Scientific classification
- Kingdom: Plantae
- Clade: Tracheophytes
- Division: Polypodiophyta
- Class: Polypodiopsida
- Order: Schizaeales
- Family: Lygodiaceae
- Genus: Lygodium
- Species: L. microphyllum
- Binomial name: Lygodium microphyllum (Cav.) R.Br.
- Synonyms: Lygodium scandens auct.; L. scandens (L.) Sw.; L. scandens var. intermedium Ces.; L. scandens var. microphyllum (Cav.) Luerss.; Ophioglossum filiforme Roxb.; Ugena microphylla Cav. (basionym);

= Lygodium microphyllum =

- Genus: Lygodium
- Species: microphyllum
- Authority: (Cav.) R.Br.
- Conservation status: LC
- Synonyms: Lygodium scandens auct., L. scandens (L.) Sw., L. scandens var. intermedium Ces., L. scandens var. microphyllum (Cav.) Luerss., Ophioglossum filiforme Roxb., Ugena microphylla Cav. (basionym)

Species of fern

Lygodium microphyllum (commonly known as, variously, climbing maidenhair fern, Old World climbing fern, small-leaf climbing fern, or snake fern) is a climbing fern originating in tropical Africa, Southeast Asia, Melanesia and Australia. It is an invasive weed in Florida where it invades open forest and wetland areas. The type specimen was collected in the vicinity of Nabúa, on the island of Luzon in the Philippines by Luis Née.

==Distribution==
Lygodium microphyllum is native to much of tropical Africa and South Africa; tropical Asia, including China, Ryukyu Islands of Japan; Australia; Fiji, the Mariana Islands and Caroline Islands.

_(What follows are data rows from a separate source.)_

PR #364, opened 2021-04-24
Stable rust

sbillig:
### What was wrong?

Fe requires nightly rust, but there's no particularly compelling reason for that.

### How was it fixed?

- Replaced `#![feature(int_error_matching)]` with the lexical-core crate.
- Replaced `#![feature(external_doc)]` with cargo-readme. This isn't quite the same, but it works well enough. README.md is now generated from the main.rs doc comment, which now contains the readme content. (`make README.md` will run the appropriate command, if you first `cargo install cargo-readme`)
- Removed the nightly rustfmt options. I deleted rustfmt.toml. max_width was set to the default; imports_layout, wrap_comments, and comment_width are nightly-only. This changes the `use` lines in most files, of course.

(Both of the compiler features above are likely to be stabilized eventually; I'd be happy to switch back when they are. No idea whether the rustfmt options ever will be.)

We could use stable rustc and nightly rustfmt, but that would basically guarantee that new contributors will fail the rustfmt lint check. I think the rustfmt defaults are fine; probably 99% of rust projects use the defaults.

### To-Do

- [ ] Clean up commit history

### DIFF
--- a/.github/workflows/main.yml
+++ b/.github/workflows/main.yml
@@ -31,11 +31,11 @@ jobs:
           target
           !target/**/*serde*
         key: ${{ runner.OS }}-build-v2-${{ hashFiles('**/Cargo.lock') }}
-    - name: Install latest nightly
+    - name: Install rust
       uses: actions-rs/toolchain@v1
       with:
         profile: minimal
-        toolchain: nightly-2021-03-15
+        toolchain: stable
         override: true
     - name: coverage with tarpaulin
       run: |
@@ -58,11 +58,11 @@ jobs:
           target
           !target/**/*serde*
         key: ${{ runner.OS }}-build-v2-${{ hashFiles('**/Cargo.lock') }}
-    - name: Install latest nightly
+    - name: Install rust
       uses: actions-rs/toolchain@v1
       with:
         profile: minimal
-        toolchain: nightly-2021-03-15
+        toolchain: stable
         override: true
         components: rustfmt, clippy
     - name: Validate release notes entry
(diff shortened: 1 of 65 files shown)


cburgdorf:
I'm a little bit indifferent about this. Having to include the Readme inside `main.rs` makes me a bit sad. What's the big advantage we get? Sure, if Fe was a library we would want people to be able to use it with stable Rust but that's not the case here. It's not even on cargo (because of the git dependencies) and users will end up consuming Fe via binary distribution. Right now, it's mostly the Readme that makes me sad but in the future it may be some other nice upcoming Rust feature that makes our life easier that we can't use just because we restrict ourselves to stable rust. I'm not terribly against this but I want to bring up these concerns...what does @g-r-a-n-t think?

sbillig:
I'm mostly indifferent too, but slightly in favor of using stable. Regarding the readme, I think it would be fine if the readme and the rust api docs don't have the same content. We could just scrap the `cargo readme` thing.

The benefits IMO are:
- nightly is a moving target, so builds might randomly fail for contributors or CI unless we use a rust_toolchain file and/or specify a nightly date in the CI config
- stable is thoroughly tested. Nightly could conceivably introduce a bug into the fe binaries that we distribute (though not terribly likely)
- some people *may* perceive fe to be less trustworthy if it's built with a non-stable rust :shrug:

I'm not suggesting that we restrict ourselves to stable forever. If some great nightly feature comes along that we really want, we could certainly switch back. Our current feature use doesn't justify it though, IMO.

g-r-a-n-t:
My thinking was that we would switch to stable at some point before our `1.0.0` release. Seeing as this may be in the not-so-distant future, I think we might as well merge this.

And about the git dependencies.. I'll ask the owner about moving them again. It would be really nice to have these libraries on crates.io.

sbillig:
I'll leave this up to you @cburgdorf, I'm totally fine either way. It was a very small amount of work; I'm happy to resurrect this closer to fe 1.0 if you'd prefer.

cburgdorf (approved):

cburgdorf:
Alright, sounds good. Merged :tada:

Lygodium microphyllum has become naturalized in the Caribbean and South Florida.

== Effects on the environment ==
Lygodium microphyllum causes problems in the environments where it is invasive. The plant damages wetland ecosystems, harming endangered species. The ferns ability to grow up and over trees and shrubs and to form dense horizontal canopies allows it to cover whole communities of plants, reducing native plant diversity. Old World climbing fern can grow in many diverse ecosystems. Lygodium microphyllum poses problems for fires, both natural and man-made, because it can lead fire into the tree canopy, killing trees. The fern rapidly spread in South Florida's public conservation lands.

== Containment ==
Recently, the USDA approved the use of insects to keep the fern contained. Insects (Austromusotima camptozonale, Neomusotima conspurcatalis) and mites (Floracarus perrepae) have been released in several state parks to control the fern. Although some populations were devastated by a bout of cold weather, recently, reports of new activity have been made.

==Ethnobotany==
Lygodium microphyllum has been used locally in folk medicine to treat skin ailments and problems, swelling and dysentery.

==Other uses==
Lygodium microphyllum fibers (as well as other species of Lygodium), known as nito, are used to weave traditional salakot hats in the Philippines.